Selective agonist of TRPML2 reveals direct role in chemokine release from innate immune cells.
Plesch E., Chen C-C., Butz E., Scotto Rosato A., Krogsaeter EK., Yinan H., Bartel K., Keller M., Robaa D., Teupser D., Holdt LM., Vollmar AM., Sippl W., Puertollano R., Medina D., Biel M., Wahl-Schott C., Bracher F., Grimm C.

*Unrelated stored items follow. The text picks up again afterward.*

PR #12442, opened 2022-04-28
*: fix thread name truncating issue

### LINKED ISSUE #12451: Thread name will be truncated if too long
## Development Task
As described in https://github.com/tikv/tikv/pull/5593 and https://github.com/tikv/tikv/pull/10004, we could not identify different threads in metrics by name when their names are truncated due to the thread name length limitation in Linux.

GanZiheng:

Issue Number: Close #12451

What's Changed:

```commit-message
Based on #5593, add a global hashmap recording relationship between
thread id and thread name; add some wrappers to spawn threads and
update the hashmap.

It's necessary to use `after_start_wrapper` and `before_stop_wrapper`
together. Otherwise it may cause reporting a wrong thread name if
a thread inserts its name to hashmap and doesn't remove it, while
another thread reuses the same tid and doesn't update the hashmap.
```

### Check List 

Tests 

- Unit test

### Release note 

```release-note
None.
```


Connor1996 (commented):
Please test it with real cluster to see if the thread name shows well in grafana

GanZiheng:
> Please test it with real cluster to see if the thread name shows well in grafana

thread_name

Seems like it works as wish.

skyzh (commented):
It seems that we now have a lot of functions to deny. I would suggest:

* Using clippy to deny functions https://github.com/tikv/tikv/pull/12206 (but seems that there're still bugs)
* Another example https://github.com/MaterializeInc/materialize/blob/main/clippy.toml

The check script is easy to be circumvented. Checking it on compiler level might be a better choice.

GanZiheng:
> It seems that we now have a lot of functions to deny. I would suggest:
> 
> * Using clippy to deny functions #12206 (but seems that there're still bugs)
> * Another example https://github.com/MaterializeInc/materialize/blob/main/clippy.toml
> 
> The check script is easy to be circumvented. Checking it on compiler level might be a better choice.

Thanks for your advice, I will take a shot.

GanZiheng:
> > It seems that we now have a lot of functions to deny. I would suggest:
> > 
> > * Using clippy to deny functions [security: use clippy to disallow hex_encode #12206](https://github.com/tikv/tikv/pull/12206) (but seems that there're still bugs)
> > * Another example https://github.com/MaterializeInc/materialize/blob/main/clippy.toml
> > 
> > The check script is easy to be circumvented. Checking it on compiler level might be a better choice.
> 
> Thanks for your advice, I will take a shot.

It looks like that clippy could not deny methods written in our local crates. https://github.com/rust-lang/rust-clippy/issues/7479 reported the same issue.

components/backup/src/utils.rs
```diff
@@ -90,11 +90,11 @@ pub fn create_tokio_runtime(thread_count: usize, thread_name: &str) -> TokioResu
         .thread_name(thread_name)
         .enable_io()
         .enable_time()
-        .on_thread_start(|| {
+        .after_start_wrapper(|| {
```
Connor1996, line 93: Let's use a warper to wrap around these builder, and override the definition of the `after_start` and `before_start`

Connor1996: and then utilize `disallowed_types` to avoid using the original builders

GanZiheng: I tried this and found a problem with it.
If we call a method not overridden, we could get the original builder inside the wrapper, and then we are unable to call the method which is overridden.

tonyxuqqi, line 93: minor: IMO, on_thread_start_wrapper/on_thread_stop_wrapper seem a better naming.

components/test_raftstore/src/server.rs
```diff
@@ -429,6 +430,8 @@ impl ServerCluster {
             TokioBuilder::new_multi_thread()
                 .thread_name(thd_name!("debugger"))
                 .worker_threads(1)
+                .after_start_wrapper(|| {})
+                .before_stop_wrapper(|| {})
```
tonyxuqqi, line 434: For this specific case, I'm wondering if we can simplify the code here by merge these two line into one, such as
.on_start_stop_wrapper().

components/backup/src/utils.rs
GanZiheng: `after_start_wrapper` and `before_stop_wrapper` comes from `ThreadBuildWrapper` trait. I implement this trait for different kinds of thread pool builder, so their wrapper function names are same.

components/file_system/src/io_stats/mod.rs
```diff
@@ -54,7 +55,7 @@ mod tests {
         let _ths = (0..8)
             .map(|_| {
                 let tx_clone = tx.clone();
-                std::thread::Builder::new().spawn(move || {
+                std::thread::spawn(move || {
```
Connor1996, line 58: should we disallow `std::thread::spawn`?

scripts/clippy
```diff
@@ -33,6 +33,7 @@ CLIPPY_LINTS=(-A clippy::module_inception  \
 	-A clippy::enum_variant_names \
         -W clippy::dbg_macro \
         -W clippy::todo \
+				-D clippy::disallowed-methods \
```
Connor1996, line 36: format ident

components/file_system/src/io_stats/mod.rs
GanZiheng: I think it is not necessary. Since this pr actually adds methods to set hooks for thread pool builder and we should deny regular set-hook methods only.

Connor1996 (approved):
LGTM

Connor1996:
PTAL @BusyJay

clippy.toml
```diff
@@ -0,0 +1,12 @@
+disallowed-methods = [
+    { path = "std::thread::Builder::spawn", reason = "Wrapper function should be used instead, refer to https://github.com/tikv/tikv/pull/12442 for more details." },
```
BusyJay, line 2: Better explain it directly. And should mention what `wrapper` is needed exactly.

components/tikv_util/src/metrics/mod.rs
```diff
@@ -113,3 +113,21 @@ pub fn convert_record_pairs(m: HashMap<String, u64>) -> RecordPairVec {
         })
         .collect()
 }
+
+pub trait StdThreadBuildWrapper {
```
BusyJay, line 117: This is not an appropriate place to define the trait. Better put it in sys/thread.

components/tikv_util/src/metrics/threads_dummy.rs
```diff
@@ -42,3 +49,81 @@ impl Default for ThreadInfoStatistics {
...
+            f();
+        })
+    }
+
+    fn before_stop_wrapper<F>(&mut self, f: F) -> &mut Self
+    where
+        F: Fn() + Send + Sync + 'static,
+    {
+        // #[allow(clippy::disallowed_methods)]
+        self.before_stop(move || {
```
BusyJay, line 81: Why not `self.before_stop(f)`?

components/tikv_util/src/metrics/threads_linux.rs
```diff
@@ -466,11 +474,123 @@ impl TidRetriever {
...
+        self.spawn(|| {
+            add_thread_name_to_map();
+            let res = f();
+            remove_thread_name_from_map();
+            res
+        })
+    }
+}
+
+impl<T: PoolTicker> ThreadBuildWrapper for YatpPoolBuilder<T> {
```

Cytokines and chemokines are produced and secreted by a broad range of immune cells including macrophages. Remarkably, little is known about how these inflammatory mediators are released from the various immune cells. Here, the endolysosomal cation channel TRPML2 is shown to play a direct role in chemokine trafficking and secretion from murine macrophages. To demonstrate acute and direct involvement of TRPML2 in these processes, the first isoform-selective TRPML2 channel agonist was generated, ML2-SA1. ML2-SA1 was not only found to directly stimulate release of the chemokine CCL2 from macrophages but also to stimulate macrophage migration, thus mimicking CCL2 function. Endogenous TRPML2 is expressed in early/recycling endosomes as demonstrated by endolysosomal patch-clamp experimentation and ML2-SA1 promotes trafficking through early/recycling endosomes, suggesting CCL2 being transported and secreted via this pathway. These data provide a direct link between TRPML2 activation, CCL2 release and stimulation of macrophage migration in the innate immune response.